Here is my brief assessment of Tony Jones’ blogposts that deny the traditional Christian doctrine of original sin. Besides the immaturity (“Watch out, Brian, the NeoReformed stormtroopers went after Scot McKnight last week, and they’ll probably come after you here!”), Tony’s posts suffer from ignorance and arrogance.
1. Ignorance: Tony reduces original sin to original guilt, overlooking that it also contains moral pollution or corruption. Tony apparently believes that everyone sins, but he doesn’t say why—is it something in our environment or something we inherited from our parents? If it is the former, then Tony cannot explain why everyone sins. If it is the latter, then despite his protests, Tony actually holds one expression of the doctrine of original sin.
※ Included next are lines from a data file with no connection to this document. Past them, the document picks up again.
Issue #577, opened 2016-02-04
Cent7


btopro:
- [x] add vim / nano ootb

btopro:
please feel free to add other things that don't make sense OOTB / might be worth adding in

PR #601, opened 2016-02-10
adding vim & nano to centos7 install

The Eastern Church teaches that we “automatically inherit Adam’s corruption and mortality, but not his guilt” (see my previous post on “original sin and the Eastern Church) and some Protestants believe that we become guilty only when we act on our sinful disposition inherited from Adam.
I don’t agree with these positions, but at least they aren’t heretical. My point is that Tony’s incomplete definition of original sin produces theological confusion. Does he really deny the doctrine of original sin, or does he only think that he does? He certainly denies original guilt—which is a problem, but does he also deny original corruption—which would be heresy? He doesn’t say.
2. Arrogance: Tony Jones (Tony Jones!) has the temerity to disagree with the Apostle Paul. He says that Romans 5 could be read in two ways—the way that Paul intended or the way that Tony prefers. He writes:
[1] If one believes that there is some kind of spiritual nature that is passed from mother (or father) to child by a biological process, as Paul likely believed, then this passage will be taken one way. [2] If, however, one does not believe that the taint of Adam’s sin is genetic but is instead an archetypal account of the human condition, then it will be taken another way.
In his post on original sin and Genesis, Tony clearly says that he opts for #2. He writes that Genesis 3 is “paradigmatic as opposed to factual” and that it does not teach that Adam and Eve “were changed at the genetic level that would infect subsequent generations.”
To reinforce that he knows that he is disagreeing with Paul’s meaning in Romans 5, Tony wrote a subsequent post entitled, “Was Paul Wrong?” Here he asks the rhetorical question, “If you, through and honest and thoroughgoing process of study and discernment, come to decide that the Apostle Paul was wrong about something in his writings, have you forsaken your claim to be an orthodox Christian?”
Interestingly, in the same post Tony says “I believe that Paul’s writings are inspired and authoritative.” If Tony means “inspired by God,” then by his own admission he is not only disagreeing with Paul but also he is taking on God.
At this point all hope of a productive, Christian conversation is lost. If Tony thinks he is free to disagree with God whenever God says something that Tony doesn’t like, then I don’t know what else to say. Unless every member of the conversation stands under the Word of God, there is no point in trying to understand it.
At least Tony is right about one thing: the original sin of Genesis 3—the sin of wanting to supplant God—is paradigmatic and archetypal. It’s present in Tony’s posts on original sin.